# Why can't Classic apps see SMB, NFS, etc network volumes mounted under MacOS X?



## syb (Aug 29, 2002)

With it's built in support for mounting network shares over NFS and SMB protocols, MacOS X is great! 
I can use Finder (or command line) to mount something like "smb://linuxserver/projects" to "/Users/syb/projects/" and all native MacOS X programs can r/w to the mounted "/Users/syb/projects/" directory.  

BUT when I open a Classic application [such as Pagemaker 6.0], I can only see directories/files stored locally or mounted using AppleTalk networking (AFP protocol).

In Linux I can mount NFS, SMB, Appletalk, even FTP and applications don't know/care how/where the actual data for a file is.
*Why does Classic environment _NOT_ see all MacOS X files thru a Virtual File System (VFS) that hides how the files are accessed???* 
 
====
I guess I'm just looking for alternate ways of how to make a Classic App save files to a Linux file server.


----------



## Cheryl (Aug 30, 2002)

Did you try boooting in OS 9 and see if you can access those files? 

Remember when you use classic, it is like a simulator.  Do you have the network set up in OS 9?  I bet if you do that (boot in OS 9, set up the network) then restart in OS X, and go to classic, it might work.


----------



## syb (Sep 1, 2002)

AFAIK, MacOS 9.x only natively supports connecting to fileservers using AppleTalk.

My networking setup is fine under MacOS9.2 / Classic.
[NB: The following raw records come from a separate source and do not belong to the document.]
PR #3866, opened 2024-08-14
Remove `PartialOrd` and `Ord` implementations from `WindowId`, `DeviceId`, `MonitorHandle` and   `VideoModeHandle`

daxpedda:
As discussed in the last meeting, this PR removes `PartialOrd`/`Ord` from:
- `WindowId`
- `DeviceId`
- `FingerId`
- `MonitorHandle`
- `VideoModeHandle`

The reason being that `Ord` is supposed to tell users something meaningful, which it doesn't in this case. E.g. what does comparing the order of two `DeviceId`s mean?

On `VideoModeHandle` there was actually some useful implementation, but it wasn't documented and I don't actually believe it makes sense to compare them like this. We might want to consider implementing `Ord` again on `VideoModeData`.

`FingerId` would have been useful to compare with `Ord` *if* the ID actually signifies the finger used in order, in which case we should expose that information directly to the user as well. It isn't clear yet if every backend functions this way, something to ponder about when we overhaul touch events.

### DIFF
--- a/src/monitor.rs
+++ b/src/monitor.rs
@@ -24,27 +24,6 @@ impl std::fmt::Debug for VideoModeHandle {
     }
 }
 
-impl PartialOrd for VideoModeHandle {
-    fn partial_cmp(&self, other: &VideoModeHandle) -> Option<std::cmp::Ordering> {
-        Some(self.cmp(other))
-    }
-}
-
-impl Ord for VideoModeHandle {
-    fn cmp(&self, other: &VideoModeHandle) -> std::cmp::Ordering {
-        self.monitor().cmp(&other.monitor()).then(
-            self.size()
-                .cmp(&other.size())
-                .then(
-                    self.refresh_rate_millihertz()
-                        .cmp(&other.refresh_rate_millihertz())
-                        .then(self.bit_depth().cmp(&other.bit_depth())),
-                )
-                .reverse(),
-        )
-    }
-}
-
 impl VideoModeHandle {
     /// Returns the resolution of this video mode. This **must not** be used to create your
     /// rendering surface. Use [`Window::inner_size()`] instead.
@@ -112,7 +91,7 @@ impl std::fmt::Display for VideoModeHandle {
 /// to check.
 ///
 /// [`Window`]: crate::window::Window
-#[derive(Clone, PartialEq, Eq, Hash, PartialOrd, Ord)]
+#[derive(Clone, PartialEq, Eq, Hash)]
 pub struct MonitorHandle {
     pub(crate) inner: platform_impl::MonitorHandle,
 }
--- a/src/platform_impl/windows/monitor.rs
+++ b/src/platform_impl/windows/monitor.rs
@@ -1,4 +1,4 @@
-use std::collections::{BTreeSet, VecDeque};
+use std::collections::VecDeque;
 use std::hash::Hash;
 use std::num::{NonZeroU16, NonZeroU32};
 use std::{io, mem, ptr};
@@ -91,7 +91,7 @@ impl VideoModeHandle {
     }
 }
 
-#[derive(Debug, Clone, Eq, PartialEq, Hash, PartialOrd, Ord)]
+#[derive(Debug, Clone, Eq, PartialEq, Hash)]
 pub struct MonitorHandle(HMONITOR);
 
 // Send is not implemented for HMONITOR, we have to wrap it and implement it manually.
@@ -226,7 +226,7 @@ impl MonitorHandle {
         // EnumDisplaySettingsExW can return duplicate values (or some of the
         // fields are probably changing, but we aren't looking at those fields
         // anyway), so we're using a BTreeSet deduplicate
-        let mut modes = BTreeSet::<RootVideoModeHandle>::new();
+        let mut modes = Vec::new();
         let mod_map = |mode: RootVideoModeHandle| mode.video_mode;
 
         let monitor_info = match get_monitor_info(self.0) {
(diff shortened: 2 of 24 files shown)


src/monitor.rs
```diff
@@ -24,27 +24,6 @@ impl std::fmt::Debug for VideoModeHandle {
...
-    fn cmp(&self, other: &VideoModeHandle) -> std::cmp::Ordering {
-        self.monitor().cmp(&other.monitor()).then(
-            self.size()
-                .cmp(&other.size())
-                .then(
-                    self.refresh_rate_millihertz()
-                        .cmp(&other.refresh_rate_millihertz())
-                        .then(self.bit_depth().cmp(&other.bit_depth())),
-                )
-                .reverse(),
```
madsmtm, line 43: I agree that `VideoModeHandle`'s `Ord` is weird (and likely incorrect, I could imagine two video modes that have the same monitor, size, refresh rate and bit depth, but differed on some other parameter, in which case `Ord` would say they were equal, but `Eq` would say they weren't).

madsmtm (changes requested):
I believe that there is value in `PartialOrd` and `Ord` for all of these types! Even though the ordering may not have _semantic_ meaning, it is still stable and correct (if we're comparing e.g. pointer addresses), and as said, allows using these types in `BTreeMap`/`BTreeSet`.

madsmtm (approved):
Thinking it over a bit more, I took a look at the APIs in `std`, and it seems like a fair number of them also don't implement `PartialOrd` and `Ord`, including `BTreeMap` itself.

I guess I was thinking of [the C-COMMON-TRAITS API guideline](https://rust-lang.github.io/api-guidelines/interoperability.html#types-eagerly-implement-common-traits-c-common-traits), and wanted to follow that, but even that says to implement all the _applicable_ traits.

> what the point is of being able to store it in `BTreeMap`/`BTreeSet` if the order has no meaning.

Hmm, yeah, I thought it would make the order consistent between e.g. re-runs of the same code, but that clearly can't happen if the ordering comes from a pointer.

src/platform_impl/windows/monitor.rs
```diff
@@ -226,7 +226,7 @@ impl MonitorHandle {
         // EnumDisplaySettingsExW can return duplicate values (or some of the
         // fields are probably changing, but we aren't looking at those fields
         // anyway), so we're using a BTreeSet deduplicate
-        let mut modes = BTreeSet::<RootVideoModeHandle>::new();
+        let mut modes = Vec::new();
         let mod_map = |mode: RootVideoModeHandle| mode.video_mode;
```
madsmtm, line 230: This code doesn't need to mention `RootVideoModeHandle` any more, and can be simplified even further

src/platform_impl/windows/monitor.rs
```diff
@@ -226,7 +226,7 @@ impl MonitorHandle {
         // EnumDisplaySettingsExW can return duplicate values (or some of the
         // fields are probably changing, but we aren't looking at those fields
         // anyway), so we're using a BTreeSet deduplicate
-        let mut modes = BTreeSet::<RootVideoModeHandle>::new();
+        let mut modes = Vec::new();
```
madsmtm, line 229: I think we may still need to deduplicate here?

src/platform_impl/windows/monitor.rs
madsmtm: Similarly for some of the other backends.

src/platform_impl/windows/monitor.rs
daxpedda: Ah, good catch!

src/platform_impl/windows/monitor.rs
daxpedda: Done!

src/platform_impl/windows/monitor.rs
daxpedda: Done, though I believe that we should actually not de-duplicate here but instead expose the underlying type with an extension specific trait; a matter for another time.

madsmtm (approved):
Thanks!

kchibisov (approved):

MarijnS95:
> Thinking it over a bit more, I took a look at the APIs in `std`, and it seems like a fair number of them also don't implement `PartialOrd` and `Ord`, including `BTreeMap` itself.

`Vec` neither, likely because its pointer can (also) change when pushing new items causing a `realloc()`.

> I guess I was thinking of [the C-COMMON-TRAITS API guideline](https://rust-lang.github.io/api-guidelines/interoperability.html#types-eagerly-implement-common-traits-c-common-traits), and wanted to follow that, but even that says to implement all the _applicable_ traits.

Wish `applicable` was clarified a bit more explicitly here.

> > what the point is of being able to store it in `BTreeMap`/`BTreeSet` if the order has no meaning.
> 
> Hmm, yeah, I thought it would make the order consistent between e.g. re-runs of the same code, but that clearly can't happen if the ordering comes from a pointer.

The only thing I could think of is different implementation speeds, but `HashMap` is always faster than `BTreeMap` (except amortization): https://doc.rust-lang.org/std/collections/index.html#maps.

madsmtm:
> > Thinking it over a bit more, I took a look at the APIs in `std`, and it seems like a fair number of them also don't implement `PartialOrd` and `Ord`, including `BTreeMap` itself.
> 
> `Vec` neither, likely because its pointer can (also) change when pushing new items causing a `realloc()`.

[`Vec` does implement `PartialOrd`](https://doc.rust-lang.org/std/vec/struct.Vec.html#impl-PartialOrd%3CVec%3CT,+A2%3E%3E-for-Vec%3CT,+A1%3E).

MarijnS95:
> [`Vec` does implement `PartialOrd`](https://doc.rust-lang.org/std/vec/struct.Vec.html#impl-PartialOrd%3CVec%3CT,+A2%3E%3E-for-Vec%3CT,+A1%3E).

Right, and that piggybacks off of the lexicographical ordering of the underlying slices. Not of the pointer that could change.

My problem is that MacOS X appears to manage file access like this:

  MacOS X Applications
================
MacOS X, Virtual File System
================
SMB & NFS network shares
================

  Classic Applications
================
AppleTalk network shares
================
Real (local) filesystem.

Such that a MacOS X App can access any kind of network share but Classic Apps can only access AppleTalk network shares. Both can access the same real (local) filesystem.

Can anyone offer any more insight into how this works?


----------